After a quick look into why filters in convolution layers are so useful, I can understand bigger kernels are needed. But why do we need input shapes? In Conv2d layer, the kernel size and filters have direct influence on the accuracy of the model. If you use small kernel or small filters, your accuracy will be low. Another aspect of the conv2d layer is the input shape. The input shape might contain some zeros or ones, which is what is called as bad input. For example, the input shape of a layer can contain zeros or ones. The zeros or ones will have impact on the performance of the model.

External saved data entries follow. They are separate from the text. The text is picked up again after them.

PR #71, opened 2017-12-06
[RPS-184] Styleguide new designs

dsayce:
Applied styling according to the design.

Also, removed redundant test for summary length validation.

All the Java changes are from @ziemsky


repository-data/webfiles/src/main/resources/site/less/demo.less
```diff
@@ -1,303 +1,458 @@
...
-    background-repeat: no-repeat;
-    text-indent: -9999em;
+
+
+
+
+/* HEADER */
+/* ########################################################## */
+
+.header {
```
ziemsky: As discussed, can we add some qualifier to this, renaming it to something like 'top-header'?

repository-data/webfiles/src/main/resources/site/less/demo.less
```diff
@@ -1,303 +1,458 @@
...
+@base-radius: 5px;
 
 
-/*
-<div class="container">
-</div>
- */
 .container {
-    width: 1200px;
+    width: @max-width;
```
ziemsky: As discussed, can we add some qualifier to this, renaming it to something like 'document-content'?

repository-data/webfiles/src/main/resources/site/less/demo.less
```diff
@@ -1,303 +1,458 @@
...
-    margin-bottom: 20px;
-    overflow: hidden;
-    text-align: center;
+
+
+/* SEARCH */
+/* ########################################################## */
+
+.search {
+  background-color: @color-secondary;
```
ziemsky: As discussed, can we add some qualifier to this and derived classes, renaming it to something like 'common-search'?

styleguide/index.html
```diff
@@ -0,0 +1,96 @@
...
+    <ul>
+      <li><a href="http://localhost:8080/publications/acceptance-tests/series-with-publication-with-datasets/series-publication-with-datasets/series-publication-with-datasets-dataset">Example page</a>
+      <li><a href="../styleguide/dataset.html">Template</a></li>
+    </ul>
+  </div>
+
+  <div class="panel panel--grey push--bottom">
+    <h3>Publication:</h3>
+    <ul>
+      <li><a href="http://localhost:8080/publications/acceptance-tests/publication-with-datasets">Example page</a>
```
ziemsky: I think this URL needs changing to relative paths.

repository-data/webfiles/src/main/resources/site/less/demo.less
wojtek-oledzki: `container` is pretty well defined in Frontend Land. I would be surprised not to find "container" class tbh.

styleguide/dataset.html
```diff
@@ -0,0 +1,166 @@
+<!DOCTYPE html>
+<html lang="en" class="">
+<head>
+
+  <title>NHS - Replacement Publication System - Dataset</title>
+
+  <meta charset="UTF-8" />
+  <meta name="title" content="NHS - Replacement Publication System" />
+  <meta name="viewport" content="width=device-width, minimum-scale=1.0, maximum-scale=1.0" />
+  <link rel="stylesheet" href="../repository-data/webfiles/src/main/resources/site/css/demo.css" />
```
ziemsky: This path appears to be pointing to a file that is dynamically generated from `demo.less` and, unless the build is run, the `*.css` version does not get generated leaving the templates broken.

How about generating the `demo.css` once, storing it somewhere under `styleguide` directory and changing this path to point to it? Once committed, this will make this file always be available to the HTML ones.

styleguide/index.html
```diff
@@ -0,0 +1,96 @@
+<!DOCTYPE html>
+<html lang="en" class="">
+<head>
+
+  <title>NHS - Replacement Publication System</title>
+
+  <meta charset="UTF-8" />
+  <meta name="title" content="NHS - Replacement Publication System" />
+  <meta name="viewport" content="width=device-width, minimum-scale=1.0, maximum-scale=1.0" />
+  <link rel="stylesheet" href="../repository-data/webfiles/src/main/resources/site/css/demo.css" />
```
ziemsky: See comment about `demo.css` against `styleguide/dataset.html` above.

styleguide/publication.html
```diff
@@ -0,0 +1,153 @@
+<!DOCTYPE html>
+<html lang="en" class="">
+<head>
+
+  <title>NHS - Replacement Publication System - Publication</title>
+
+  <meta charset="UTF-8" />
+  <meta name="title" content="NHS - Replacement Publication System" />
+  <meta name="viewport" content="width=device-width, minimum-scale=1.0, maximum-scale=1.0" />
+  <link rel="stylesheet" href="../repository-data/webfiles/src/main/resources/site/css/demo.css" />
```
ziemsky: See comment about `demo.css` against `styleguide/dataset.html` above.

styleguide/series.html
```diff
@@ -0,0 +1,106 @@
+<!DOCTYPE html>
+<html lang="en" class="">
+<head>
+
+  <title>NHS - Replacement Publication System - Series</title>
+
+  <meta charset="UTF-8" />
+  <meta name="title" content="NHS - Replacement Publication System" />
+  <meta name="viewport" content="width=device-width, minimum-scale=1.0, maximum-scale=1.0" />
+  <link rel="stylesheet" href="../repository-data/webfiles/src/main/resources/site/css/demo.css" />
```
ziemsky: See comment about `demo.css` against `styleguide/dataset.html` above.

styleguide/dataset.html
wojtek-oledzki: I would like to avoid duplicated CSS - it opens the door to confusion, and people changing css in `/styleguide` folder directly :(

PR #74, opened 2017-12-11
[RPS-176] Upgrade to latest 12.1.0

wojtek-oledzki:
Updated taxonomy content management - empty publication_taxonomy will be
created when not present. In development mode it will be replaced with
the text content.


repository-data/development/src/main/resources/hcm-actions.yaml
```diff
@@ -0,0 +1,4 @@
+---
+action-lists:
+- 1.1:
+    /content/taxonomies/publication_taxonomy: reload
```
ngta1: Nice

wojtek-oledzki:
@ziemsky the "temporary" bit applies only to the bit where we try to find data in both v2 and the previous value.

Next sprint I will remove `publicationsystem:attachments` and `publicationsystem:Files`.

ziemsky:
Sounds good!

PR #75, opened 2017-12-11
[RPS-204] CI migration: make folder names human-friendly

ziemsky:
EximImport was re-set to its original version and MigratorImporterScript
was added as THE import script to use to import content generated by
the Migrator application; readme has been updated accordingly.

This is to reflect the fact that MigratorImporterScript is tailored
specifically to consume content generated by the Migrator rather than
more generic output of EximExport.

'FOLDER' JSON files generated by the Migrator application are now being
processed by the import script and so the folders are now created with
display names as specified by property 'jcr:localizedName' in files
generated by the Migrator.

It is now also possible to create empty folders upon migration.

### DIFF
--- a/repository-data/application/src/main/resources/hcm-config/configuration/update/EximImport.groovy
+++ b/repository-data/application/src/main/resources/hcm-config/configuration/update/EximImport.groovy
@@ -29,11 +29,11 @@ import org.onehippo.forge.content.exim.core.*
 import org.onehippo.forge.content.exim.core.impl.*
 import org.onehippo.forge.content.exim.core.util.*
 
-class EximImport extends BaseNodeUpdateVisitor {
+class ImportingDocumentVariantInFileUpdateVisitor extends BaseNodeUpdateVisitor {
 
     def fileInJson = true
-    DocumentManager documentManager
-    WorkflowDocumentVariantImportTask importTask
+    def documentManager
+    def importTask
     def sourceBaseFolder
 
     void initialize(Session session) {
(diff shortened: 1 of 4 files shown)


wojtek-oledzki:
Folders!!

Awesomeness

repository-data/development/src/main/resources/hcm-config/main.yaml
```diff
@@ -2,7 +2,7 @@
 definitions:
   config:
     /hippo:configuration/hippo:modules/autoexport/hippo:moduleconfig:
-      autoexport:enabled: true
+      autoexport:enabled: false
```
wojtek-oledzki: revert back to "true" please.

repository-data/application/src/main/resources/hcm-config/configuration/update/EximImport.groovy
```diff
@@ -29,11 +29,11 @@ import org.onehippo.forge.content.exim.core.*
 import org.onehippo.forge.content.exim.core.impl.*
```
wojtek-oledzki: Is this just roll back to original Exim i mporter?

ziemsky: It is, yes.  `MigratorImporterScript` targets files generated by the Migrator application and that means that it no longer qualifies as a generic importer.

Since we're apparently providing vanilla Exim Exporter, it seemed to make sense to continue providing corresponding vanilla Exim Importer as well so when I introduced `MigratorImporterScript`, I've restored the original Exim Importer script.

repository-data/development/src/main/resources/hcm-config/main.yaml
ziemsky: Done.

repository-data/application/src/main/resources/hcm-config/configuration/update/EximImport.groovy
wojtek-oledzki: :+1:

PR #78, opened 2017-12-13
[RPS-206] Add resource links to datasets

jacsamell:
Added resource links to datasets in the same format as the publication.
Also added migration for resource links from Nesstar data.


acceptance-tests/src/test/resources/features/site/datasets.feature
```diff
@@ -14,8 +14,11 @@ Scenario: Search individual data set by name
 
 Scenario: Download individual files from data set
```
ziemsky: Scenario name could probably be updated to reflect the fact that it's not just about the files anymore.

jacsamell: 👍

PR #80, opened 2017-12-14
[RPS-203] Protect dataset properties

ngta1:
Protect dataset getters from illegal access when the parent publication
flag is set to upcoming.

### DIFF
--- a/site/src/main/java/uk/nhs/digital/ps/beans/Dataset.java
+++ b/site/src/main/java/uk/nhs/digital/ps/beans/Dataset.java
@@ -5,40 +5,53 @@ import org.onehippo.cms7.essentials.dashboard.annotations.HippoEssentialsGenerat
 import org.hippoecm.hst.content.beans.Node;
 import java.util.Calendar;
 import java.util.List;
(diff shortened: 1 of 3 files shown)


site/src/main/java/uk/nhs/digital/ps/beans/Dataset.java
```diff
@@ -95,4 +109,42 @@ public Publication getParentPublication() {
...
+                || propertiesPermittedWhenUpcoming.contains(propertyKey);
+
+        if (!isPropertyPermitted) {
+            throw new DataRestrictionViolationException(
+                "Property is not available when parent publication is flagged as 'not publicly accessible': " + propertyKey
+            );
+        }
+    }
+
+    public boolean isParentPublicationPubliclyAccessible() {
```
wojtek-oledzki: I wouldn't reveal implementation detail in the function name, `isPubliclyAccessible()` is absolutely enough in my opinion.

ngta1: Fair point, will amend.

PR #82, opened 2017-12-15
[RPS-201] Fix preview

wojtek-oledzki:
This involves changes to CMS distribution package.

Also:
* fixed migration for Mac OS
* moved non-prod vhosts to `development` module

### DIFF
--- a/migrator/pom.xml
+++ b/migrator/pom.xml
@@ -86,6 +86,12 @@
             <scope>test</scope>
         </dependency>
 
+        <dependency>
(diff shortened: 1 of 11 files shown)


migrator/pom.xml
```diff
@@ -86,6 +86,12 @@
             <scope>test</scope>
         </dependency>
 
+        <dependency>
+            <groupId>org.apache.tika</groupId>
```
ngta1: ❤️ 🍏 👍

PR #90, opened 2017-12-20
[RPS-220] Set Freemarker template MIME type

ngta1:
FreeMarker recommend using ftlh and ftlx file extensions to turn on HTML
and XML auto-escaping (along with a "incompatible_improvements" setting
which was introduced in version 2.3.24). All template files renamed to
use the .ftlh extension. Removed legacy ?html escaping from templates.

To check the status of FreeMarker configuration, add the following to
a  template:
<p>Output format: ${.output_format}
<p>Auto-escaping: ${.auto_esc?c}


repository-data/webfiles/src/main/resources/site/freemarker/publicationsystem/dataset.ftlh
```diff
@@ -1,11 +1,14 @@
...
+<#include "./macro/structured-text.ftlh">
 <@hst.setBundle basename="publicationsystem.headers"/>
 
 <#assign dateFormat="dd/MM/yyyy"/>
 <#assign formatFileSize="uk.nhs.digital.ps.directives.FileSizeFormatterDirective"?new() >
 <#assign formatCoverageDates="uk.nhs.digital.ps.directives.CoverageDatesFormatterDirective"?new() >
 
+<p>Output format: ${.output_format}
+<p>Auto-escaping: ${.auto_esc?c}
+
```
jacsamell: Is this just for testing?

ngta1: yes, forgot to remove before commit :-).  Will do that now...

PR #93, opened 2017-12-21
[RPS-207] Migration Report

jacsamell:
Added a migration report that will capture errors we have migrating
the Nesstar data. This now enables the migration to continue if
specific datasets have errors.

Also added Unique ID (P-code) to the end of the dataset summary.

### DIFF
--- a/migrator/src/main/java/uk/nhs/digital/ps/migrator/model/hippo/Attachment.java
+++ b/migrator/src/main/java/uk/nhs/digital/ps/migrator/model/hippo/Attachment.java
@@ -3,6 +3,8 @@ package uk.nhs.digital.ps.migrator.model.hippo;
 import org.apache.tika.Tika;
 import org.slf4j.Logger;
 import org.slf4j.LoggerFactory;
+import uk.nhs.digital.ps.migrator.MigrationReport;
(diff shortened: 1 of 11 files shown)


migrator/src/main/java/uk/nhs/digital/ps/migrator/model/hippo/Attachment.java
```diff
@@ -88,8 +89,13 @@ public void download() {
                     log.debug("Downloaded {} Mb / {} Mb", getMb(bytesRead), getMb(bytesExpected));
                 }
             }
-        } catch (IOException e) {
-            throw new RuntimeException("Error occurred downloading attachment", e);
+            return true;
+        } catch (Exception e) {
+            file.delete(); // Attempt to delete the file as it may be partially downloaded
```
ngta1: Probably unlikely to happen, but could the partially downloaded file be in use/locked by a process, and an exception thrown by the delete attempt?

jacsamell: Good point, If this happens the migration will just fail so hopefully it is unlikely enough that a total failure is ok as we can resolve the issue and run again.

PR #96, opened 2017-12-27
[RPS-232] Faceted search month bug fix

jacsamell:
Fixed an issue with the display of the month name in faceted search.


repository-data/webfiles/src/main/resources/site/freemarker/common/facets.ftlh
```diff
@@ -1,6 +1,5 @@
 <#include "../include/imports.ftlh">
-<@hst.setBundle basename="month-names"/>
-<@hst.setBundle basename="document-types"/>
+<@hst.setBundle basename="document-types,month-names"/>
```
ivorc: Suggest adding a comment to make it clear that we need to do a single setBundle only

jacsamell: Good idea

PR #70, opened 2025-01-24
tox: Use the ssh-agent from host

fgyanz:
Fetch the ssh-keys from the ssh-agent running in the host. Needed when klp-build needs to download new codestreams from IBS during the tests.

Otherwise we get:
```
tests/test_config.py::test_filter PASSED                                                                                                                                              [  5%]
tests/test_extract.py::test_detect_file_without_ftrace_support Enter passphrase for "/home/fgonzalez/.ssh/suse-fgonzalez":
```

A better solution would be to disable downloading codestreams during the testing, but that'd require quite some changes in setup. As a temporal workaround this does the job.

### DIFF
--- a/tox.ini
+++ b/tox.ini
@@ -5,6 +5,7 @@ skip_missing_interpreters = True
 minversion = 3.28.0
 
 [testenv:{py36,py38,py310,py311,py312}-tests,tests]
+passenv = SSH_AUTH_SOCK
 description = run tests
 deps =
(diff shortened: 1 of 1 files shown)


marcosps (approved):
I think that we should remove the Makefile that can also start pytest, but tox should be the tool to do that. If this fixes your issue, than we are good :)

vmezzela (approved):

In this post, we will look at the use of convolutional layers in convolutional neural networks (CNN). We will discuss the concepts of filter, kernel size, and shape of the input, and how to use them in Conv2d layer in the context of CNNs. Convolutional layers are capable of extracting various features from an image, such as edges, textures, objects and scenes. The convolutional layer contains a set of filters whose parameters need to be examined. It calculates the scalar product between its filter and a small area of the input image. This could yield a volume of [28x28x10] if we decide to use 10 filters.

## What is a filter

The convolution layer computes the convolution operation of the input images using feature extraction filters and analyzes the entire image by viewing it through this filter. The filter is shifted by the width and height of the input, and the dot products between the input and the filter are calculated at each position. The output of the convolution is called the feature map. Each filter is folded with the inputs to calculate an activation map. The output volume of the convolution layer is obtained by summing the activation maps of all depth measurement filters. For example, the following scene image filters for feature extraction and activation map calculation. This filter is sometimes called Windows or Kernel – which all mean the same thing in terms of folding neural networks. We can scan an image with multiple filters to display multiple image features. Each feature map shows the parts of the image that express a particular feature defined by our filter parameters. Each convolutional layer consists of several filters. In practice, this is a number such as 32, 64, 128, 256, 512, etc. This number is equal to the number of channels at the output of the convolution layer.

## Set filter

In practice, we do not explicitly define the filters that our convolutional layer will use, but rather define the filter parameters and let the network use the best filters in a learning process. We need to determine how many filters we want to use on each layer. During training, the filter values are optimized by backpropagation, taking into account the loss function.

## Core size

Each filter has a certain width and height, but the height and weight of the filters (core) are smaller than the input volume. The filters have the same dimensionality but with smaller constant parameters compared to the input images. For example, to calculate a three-dimensional image [32, 32, 3], an acceptable filter size is f × f × 3, where f = 3, 5, 7, etc. kernel_size: the size of these convolutional filters. In practice, they take values like 1×1, 3×3 or 5×5. They can be written briefly as 1, 3 or 5, because in practice they are usually square.

## Input layer

The input layer is conceptually different from the other layers. It stores the raw pixel values of the image. In Keras, the input layer itself is not a layer, but a tensor. This is the initial tensor that sends you to the first hidden layer. This tensor must have the same shape as your training data.

## Entry form

The input form is the only thing you need to define, since your template can’t know it. It is based on your training data. All other shapes are automatically calculated according to the units and characteristics of each layer. If you z. B. you have 100 images of dimensions 32x32x3 pixels, your input form would be (100,32,32,3). Then the tensor of your input layer should have this form.This is the first post in a three part series. The first post is about which convolutional neural network architectures we should be using in our deep learning convolutional networks, and it also looks into which filters we should be using for which types of images. In the second part, we look at the kernel size to use in our convolutional layers. The third part of the series will look into the input shape, which is the shape of the output of the convolutional layers.